Extracted data:
━━━━━━
PR #1522, opened 2023-05-02
Feat(oracle): support KEEP (.. [FIRST|LAST] ..) window function syntax

### LINKED ISSUE #1520: KEEP in an Oracle SQL Statement is retrieving a ParseError
If you try to parse the statement below it returns an Invalid expression / unexpected token error
`
sql_query = """ SELECT  MIN(column_name) KEEP (DENSE_RANK FIRST ORDER BY column_name DESC)  FROM table_name;
"""
parsed = parse_one(sql_query , read='oracle')
`

**Retrieved Error:**
image

In general, the KEEP clause is used in combination with the DENSE_RANK, RANK, or ROW_NUMBER functions to identify the rows that satisfy the criteria for the aggregate function, and then the KEEP clause applies the aggregate function only to those rows. More info here: [Oracle Docs](https://docs.oracle.com/database/121/SQLRF/functions003.htm#SQLRF20035)

GeorgeSittas:
Fixes #1520


tests/fixtures/identity.sql
```diff
@@ -818,3 +818,4 @@ JSON_OBJECT('x': NULL, 'y': 1 ABSENT ON NULL WITH UNIQUE KEYS)
 JSON_OBJECT('x': 1 RETURNING VARCHAR(100))
 JSON_OBJECT('x': 1 RETURNING VARBINARY FORMAT JSON ENCODING UTF8)
 SELECT if.x
+SELECT MIN(column_name) KEEP (DENSE_RANK FIRST ORDER BY column_name DESC) FROM table_name
```
tobymao, line 821: add a keep test?

tobymao, line 821: select y keep

does this break?

GeorgeSittas: Doesn't break, but I added a test for `sum(y) keep` which did break before. I isolated `KEEP` for oracle only.

sqlglot/dialects/oracle.py
```diff
@@ -166,6 +168,7 @@ class Tokenizer(tokens.Tokenizer):
             **tokens.Tokenizer.KEYWORDS,
             "(+)": TokenType.JOIN_MARKER,
             "COLUMNS": TokenType.COLUMN,
+            "KEEP": TokenType.KEEP,
```
tobymao, line 171: you only need one or the other, since you specify window_before_paren_token, then everyone can parse keep as a token and then you can put this into id_var, or you can get rid of line 64,

GeorgeSittas: I think I made the change you suggested, but let me know if I missed something.

PR #2359, opened 2023-10-02
Feat(snowflake): add support for staged file file_format clause

GeorgeSittas:
References:
- https://docs.snowflake.com/en/user-guide/querying-stage
- https://docs.snowflake.com/en/sql-reference/constructs/from#syntax

### DIFF
--- a/sqlglot/dialects/snowflake.py
+++ b/sqlglot/dialects/snowflake.py
@@ -344,7 +344,16 @@ class Snowflake(Dialect):
                 table = self._parse_string()
 
             if table:
-                return self.expression(exp.Table, this=table)
+                file_format = None
+                pattern = None
+
+                if self._match_text_seq("(", "FILE_FORMAT", "=>"):
+                    file_format = self._parse_string() or super()._parse_table_parts()
+                    if self._match_text_seq(",", "PATTERN", "=>"):
+                        pattern = self._parse_string()
+                    self._match_r_paren()
+
+                return self.expression(exp.Table, this=table, format=file_format, pattern=pattern)
 
             return super()._parse_table_parts(schema=schema)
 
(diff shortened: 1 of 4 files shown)


sqlglot/dialects/snowflake.py
```diff
@@ -344,7 +344,16 @@ def _parse_table_parts(self, schema: bool = False) -> exp.Table:
                 table = self._parse_string()
 
             if table:
-                return self.expression(exp.Table, this=table)
+                file_format = None
+                pattern = None
+
+                if self._match_text_seq("(", "FILE_FORMAT", "=>"):
```
tobymao, line 350: does this syntax exist outside of this file format stuff? is it a generic kwarg for snowfake?

GeorgeSittas: Good call, I'm not sure but it seems like we have another couple of examples that look similar. It seems like this syntax is used only in a few clauses, though.

tobymao: can you parse a wrapped csv of kwargs?

GeorgeSittas: We need lookahead to ensure there's a `=>` here because you may get a table name followed by a table alias with named columns, as in

```sql
SELECT * FROM @foo t(bla)  -- valid snowflake
```

The `t(bla)` part will be consumed by `self._parse_wrapped_csv(self._parse_lambda)` as a function call instead of a table alias, so we'd need to be a little more smart than that here. Do you see any other simple way to reuse it?

I'm personally fine with this approach for now, if it's a common snowflake pattern for kwargs (i.e. we get another similar issue) we can refactor this into a helper?

tobymao (approved):

PR #2361, opened 2023-10-02
Feat: switch identifier normalization off using comments

GeorgeSittas:


tobymao:
not sure if this change is correct, i think it should just be done in the optimizer, then you won't have to check the parent right?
━━━━━━
Copy out the data shown above without altering anything.

PR #1522, opened 2023-05-02
Feat(oracle): support KEEP (.. [FIRST|LAST] ..) window function syntax

### LINKED ISSUE #1520: KEEP in an Oracle SQL Statement is retrieving a ParseError
If you try to parse the statement below it returns an Invalid expression / unexpected token error
`
sql_query = """ SELECT  MIN(column_name) KEEP (DENSE_RANK FIRST ORDER BY column_name DESC)  FROM table_name;
"""
parsed = parse_one(sql_query , read='oracle')
`

**Retrieved Error:**
image

In general, the KEEP clause is used in combination with the DENSE_RANK, RANK, or ROW_NUMBER functions to identify the rows that satisfy the criteria for the aggregate function, and then the KEEP clause applies the aggregate function only to those rows. More info here: [Oracle Docs](https://docs.oracle.com/database/121/SQLRF/functions003.htm#SQLRF20035)

GeorgeSittas:
Fixes #1520


tests/fixtures/identity.sql
```diff
@@ -818,3 +818,4 @@ JSON_OBJECT('x': NULL, 'y': 1 ABSENT ON NULL WITH UNIQUE KEYS)
 JSON_OBJECT('x': 1 RETURNING VARCHAR(100))
 JSON_OBJECT('x': 1 RETURNING VARBINARY FORMAT JSON ENCODING UTF8)
 SELECT if.x
+SELECT MIN(column_name) KEEP (DENSE_RANK FIRST ORDER BY column_name DESC) FROM table_name
```
tobymao, line 821: add a keep test?

tobymao, line 821: select y keep

does this break?

GeorgeSittas: Doesn't break, but I added a test for `sum(y) keep` which did break before. I isolated `KEEP` for oracle only.

sqlglot/dialects/oracle.py
```diff
@@ -166,6 +168,7 @@ class Tokenizer(tokens.Tokenizer):
             **tokens.Tokenizer.KEYWORDS,
             "(+)": TokenType.JOIN_MARKER,
             "COLUMNS": TokenType.COLUMN,
+            "KEEP": TokenType.KEEP,
```
tobymao, line 171: you only need one or the other, since you specify window_before_paren_token, then everyone can parse keep as a token and then you can put this into id_var, or you can get rid of line 64,

GeorgeSittas: I think I made the change you suggested, but let me know if I missed something.

PR #2359, opened 2023-10-02
Feat(snowflake): add support for staged file file_format clause

GeorgeSittas:
References:
- https://docs.snowflake.com/en/user-guide/querying-stage
- https://docs.snowflake.com/en/sql-reference/constructs/from#syntax

### DIFF
--- a/sqlglot/dialects/snowflake.py
+++ b/sqlglot/dialects/snowflake.py
@@ -344,7 +344,16 @@ class Snowflake(Dialect):
                 table = self._parse_string()
 
             if table:
-                return self.expression(exp.Table, this=table)
+                file_format = None
+                pattern = None
+
+                if self._match_text_seq("(", "FILE_FORMAT", "=>"):
+                    file_format = self._parse_string() or super()._parse_table_parts()
+                    if self._match_text_seq(",", "PATTERN", "=>"):
+                        pattern = self._parse_string()
+                    self._match_r_paren()
+
+                return self.expression(exp.Table, this=table, format=file_format, pattern=pattern)
 
             return super()._parse_table_parts(schema=schema)
 
(diff shortened: 1 of 4 files shown)


sqlglot/dialects/snowflake.py
```diff
@@ -344,7 +344,16 @@ def _parse_table_parts(self, schema: bool = False) -> exp.Table:
                 table = self._parse_string()
 
             if table:
-                return self.expression(exp.Table, this=table)
+                file_format = None
+                pattern = None
+
+                if self._match_text_seq("(", "FILE_FORMAT", "=>"):
```
tobymao, line 350: does this syntax exist outside of this file format stuff? is it a generic kwarg for snowfake?

GeorgeSittas: Good call, I'm not sure but it seems like we have another couple of examples that look similar. It seems like this syntax is used only in a few clauses, though.

tobymao: can you parse a wrapped csv of kwargs?

GeorgeSittas: We need lookahead to ensure there's a `=>` here because you may get a table name followed by a table alias with named columns, as in

```sql
SELECT * FROM @foo t(bla)  -- valid snowflake
```

The `t(bla)` part will be consumed by `self._parse_wrapped_csv(self._parse_lambda)` as a function call instead of a table alias, so we'd need to be a little more smart than that here. Do you see any other simple way to reuse it?

I'm personally fine with this approach for now, if it's a common snowflake pattern for kwargs (i.e. we get another similar issue) we can refactor this into a helper?

tobymao (approved):

PR #2361, opened 2023-10-02
Feat: switch identifier normalization off using comments

GeorgeSittas:


tobymao:
not sure if this change is correct, i think it should just be done in the optimizer, then you won't have to check the parent right?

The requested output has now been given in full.